Supplied entries:
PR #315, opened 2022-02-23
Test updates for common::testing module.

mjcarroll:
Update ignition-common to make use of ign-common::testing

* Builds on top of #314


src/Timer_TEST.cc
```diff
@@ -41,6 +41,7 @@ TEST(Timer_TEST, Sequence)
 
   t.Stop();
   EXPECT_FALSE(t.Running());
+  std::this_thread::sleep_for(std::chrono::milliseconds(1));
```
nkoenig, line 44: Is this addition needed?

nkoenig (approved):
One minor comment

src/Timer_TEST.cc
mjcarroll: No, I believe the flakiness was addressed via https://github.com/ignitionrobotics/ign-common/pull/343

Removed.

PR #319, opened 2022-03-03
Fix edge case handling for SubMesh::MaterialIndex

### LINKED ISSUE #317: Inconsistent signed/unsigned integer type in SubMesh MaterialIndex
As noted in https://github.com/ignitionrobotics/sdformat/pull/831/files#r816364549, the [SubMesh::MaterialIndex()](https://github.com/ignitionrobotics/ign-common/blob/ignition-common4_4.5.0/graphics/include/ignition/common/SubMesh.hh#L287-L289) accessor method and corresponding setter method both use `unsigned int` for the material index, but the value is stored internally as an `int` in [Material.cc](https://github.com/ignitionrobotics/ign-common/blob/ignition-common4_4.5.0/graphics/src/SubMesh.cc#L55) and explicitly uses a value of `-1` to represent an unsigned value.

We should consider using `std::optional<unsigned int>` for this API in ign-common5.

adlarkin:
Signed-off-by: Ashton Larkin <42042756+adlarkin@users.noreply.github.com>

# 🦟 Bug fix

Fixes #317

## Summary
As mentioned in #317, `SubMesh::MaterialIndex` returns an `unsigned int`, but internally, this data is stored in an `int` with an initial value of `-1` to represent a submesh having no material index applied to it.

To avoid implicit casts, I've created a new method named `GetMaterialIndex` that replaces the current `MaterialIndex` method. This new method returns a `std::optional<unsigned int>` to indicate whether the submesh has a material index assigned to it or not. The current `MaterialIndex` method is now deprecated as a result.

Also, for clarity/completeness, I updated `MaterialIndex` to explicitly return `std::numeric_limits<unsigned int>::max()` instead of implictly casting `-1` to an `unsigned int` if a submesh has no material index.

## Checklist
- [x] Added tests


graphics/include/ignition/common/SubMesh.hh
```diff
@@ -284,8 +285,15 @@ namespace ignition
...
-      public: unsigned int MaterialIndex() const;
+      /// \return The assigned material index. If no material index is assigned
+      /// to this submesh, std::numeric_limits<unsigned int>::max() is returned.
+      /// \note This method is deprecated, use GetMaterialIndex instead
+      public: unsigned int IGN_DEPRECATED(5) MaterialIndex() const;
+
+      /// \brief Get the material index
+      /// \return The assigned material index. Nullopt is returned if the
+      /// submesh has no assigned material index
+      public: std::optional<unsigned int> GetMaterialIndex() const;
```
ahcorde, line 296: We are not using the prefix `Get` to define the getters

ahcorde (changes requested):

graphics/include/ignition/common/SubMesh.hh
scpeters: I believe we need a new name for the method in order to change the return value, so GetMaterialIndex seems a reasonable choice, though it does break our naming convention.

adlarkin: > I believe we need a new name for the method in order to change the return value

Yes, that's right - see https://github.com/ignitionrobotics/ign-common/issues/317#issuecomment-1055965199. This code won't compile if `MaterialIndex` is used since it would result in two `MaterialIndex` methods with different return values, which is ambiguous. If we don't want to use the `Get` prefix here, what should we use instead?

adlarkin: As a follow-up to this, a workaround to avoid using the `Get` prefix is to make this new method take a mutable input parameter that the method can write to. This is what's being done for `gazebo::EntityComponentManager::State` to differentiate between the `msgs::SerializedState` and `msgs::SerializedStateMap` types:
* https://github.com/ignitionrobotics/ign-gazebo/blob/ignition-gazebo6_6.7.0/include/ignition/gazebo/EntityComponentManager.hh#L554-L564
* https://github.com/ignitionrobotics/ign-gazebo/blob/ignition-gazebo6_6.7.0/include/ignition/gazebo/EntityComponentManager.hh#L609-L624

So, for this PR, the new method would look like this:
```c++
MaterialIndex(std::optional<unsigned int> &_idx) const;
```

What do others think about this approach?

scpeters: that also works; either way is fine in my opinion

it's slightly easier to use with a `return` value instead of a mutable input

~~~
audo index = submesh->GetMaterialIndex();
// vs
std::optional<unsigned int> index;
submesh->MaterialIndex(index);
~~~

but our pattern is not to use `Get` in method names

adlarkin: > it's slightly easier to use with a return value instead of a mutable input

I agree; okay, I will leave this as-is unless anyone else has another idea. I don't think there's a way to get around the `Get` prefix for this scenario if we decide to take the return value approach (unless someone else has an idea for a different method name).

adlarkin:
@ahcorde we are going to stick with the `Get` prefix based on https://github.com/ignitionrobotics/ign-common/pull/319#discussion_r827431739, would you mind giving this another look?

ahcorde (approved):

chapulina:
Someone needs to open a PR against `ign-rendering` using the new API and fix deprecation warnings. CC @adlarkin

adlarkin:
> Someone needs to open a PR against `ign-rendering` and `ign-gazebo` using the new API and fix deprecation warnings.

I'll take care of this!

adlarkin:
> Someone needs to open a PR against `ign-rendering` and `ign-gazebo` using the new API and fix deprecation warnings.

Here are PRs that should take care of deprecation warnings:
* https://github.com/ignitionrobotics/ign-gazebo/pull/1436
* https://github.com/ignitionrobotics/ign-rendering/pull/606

Directions:
Would you write out the data exactly as it reads?

Your response:
PR #315, opened 2022-02-23
Test updates for common::testing module.

mjcarroll:
Update ignition-common to make use of ign-common::testing

* Builds on top of #314


src/Timer_TEST.cc
```diff
@@ -41,6 +41,7 @@ TEST(Timer_TEST, Sequence)
 
   t.Stop();
   EXPECT_FALSE(t.Running());
+  std::this_thread::sleep_for(std::chrono::milliseconds(1));
```
nkoenig, line 44: Is this addition needed?

nkoenig (approved):
One minor comment

src/Timer_TEST.cc
mjcarroll: No, I believe the flakiness was addressed via https://github.com/ignitionrobotics/ign-common/pull/343

Removed.

PR #319, opened 2022-03-03
Fix edge case handling for SubMesh::MaterialIndex

### LINKED ISSUE #317: Inconsistent signed/unsigned integer type in SubMesh MaterialIndex
As noted in https://github.com/ignitionrobotics/sdformat/pull/831/files#r816364549, the [SubMesh::MaterialIndex()](https://github.com/ignitionrobotics/ign-common/blob/ignition-common4_4.5.0/graphics/include/ignition/common/SubMesh.hh#L287-L289) accessor method and corresponding setter method both use `unsigned int` for the material index, but the value is stored internally as an `int` in [Material.cc](https://github.com/ignitionrobotics/ign-common/blob/ignition-common4_4.5.0/graphics/src/SubMesh.cc#L55) and explicitly uses a value of `-1` to represent an unsigned value.

We should consider using `std::optional<unsigned int>` for this API in ign-common5.

adlarkin:
Signed-off-by: Ashton Larkin <42042756+adlarkin@users.noreply.github.com>

# 🦟 Bug fix

Fixes #317

## Summary
As mentioned in #317, `SubMesh::MaterialIndex` returns an `unsigned int`, but internally, this data is stored in an `int` with an initial value of `-1` to represent a submesh having no material index applied to it.

To avoid implicit casts, I've created a new method named `GetMaterialIndex` that replaces the current `MaterialIndex` method. This new method returns a `std::optional<unsigned int>` to indicate whether the submesh has a material index assigned to it or not. The current `MaterialIndex` method is now deprecated as a result.

Also, for clarity/completeness, I updated `MaterialIndex` to explicitly return `std::numeric_limits<unsigned int>::max()` instead of implictly casting `-1` to an `unsigned int` if a submesh has no material index.

## Checklist
- [x] Added tests


graphics/include/ignition/common/SubMesh.hh
```diff
@@ -284,8 +285,15 @@ namespace ignition
...
-      public: unsigned int MaterialIndex() const;
+      /// \return The assigned material index. If no material index is assigned
+      /// to this submesh, std::numeric_limits<unsigned int>::max() is returned.
+      /// \note This method is deprecated, use GetMaterialIndex instead
+      public: unsigned int IGN_DEPRECATED(5) MaterialIndex() const;
+
+      /// \brief Get the material index
+      /// \return The assigned material index. Nullopt is returned if the
+      /// submesh has no assigned material index
+      public: std::optional<unsigned int> GetMaterialIndex() const;
```
ahcorde, line 296: We are not using the prefix `Get` to define the getters

ahcorde (changes requested):

graphics/include/ignition/common/SubMesh.hh
scpeters: I believe we need a new name for the method in order to change the return value, so GetMaterialIndex seems a reasonable choice, though it does break our naming convention.

adlarkin: > I believe we need a new name for the method in order to change the return value

Yes, that's right - see https://github.com/ignitionrobotics/ign-common/issues/317#issuecomment-1055965199. This code won't compile if `MaterialIndex` is used since it would result in two `MaterialIndex` methods with different return values, which is ambiguous. If we don't want to use the `Get` prefix here, what should we use instead?

adlarkin: As a follow-up to this, a workaround to avoid using the `Get` prefix is to make this new method take a mutable input parameter that the method can write to. This is what's being done for `gazebo::EntityComponentManager::State` to differentiate between the `msgs::SerializedState` and `msgs::SerializedStateMap` types:
* https://github.com/ignitionrobotics/ign-gazebo/blob/ignition-gazebo6_6.7.0/include/ignition/gazebo/EntityComponentManager.hh#L554-L564
* https://github.com/ignitionrobotics/ign-gazebo/blob/ignition-gazebo6_6.7.0/include/ignition/gazebo/EntityComponentManager.hh#L609-L624

So, for this PR, the new method would look like this:
```c++
MaterialIndex(std::optional<unsigned int> &_idx) const;
```

What do others think about this approach?

scpeters: that also works; either way is fine in my opinion

it's slightly easier to use with a `return` value instead of a mutable input

~~~
audo index = submesh->GetMaterialIndex();
// vs
std::optional<unsigned int> index;
submesh->MaterialIndex(index);
~~~

but our pattern is not to use `Get` in method names

adlarkin: > it's slightly easier to use with a return value instead of a mutable input

I agree; okay, I will leave this as-is unless anyone else has another idea. I don't think there's a way to get around the `Get` prefix for this scenario if we decide to take the return value approach (unless someone else has an idea for a different method name).

adlarkin:
@ahcorde we are going to stick with the `Get` prefix based on https://github.com/ignitionrobotics/ign-common/pull/319#discussion_r827431739, would you mind giving this another look?

ahcorde (approved):

chapulina:
Someone needs to open a PR against `ign-rendering` using the new API and fix deprecation warnings. CC @adlarkin

adlarkin:
> Someone needs to open a PR against `ign-rendering` and `ign-gazebo` using the new API and fix deprecation warnings.

I'll take care of this!

adlarkin:
> Someone needs to open a PR against `ign-rendering` and `ign-gazebo` using the new API and fix deprecation warnings.

Here are PRs that should take care of deprecation warnings:
* https://github.com/ignitionrobotics/ign-gazebo/pull/1436
* https://github.com/ignitionrobotics/ign-rendering/pull/606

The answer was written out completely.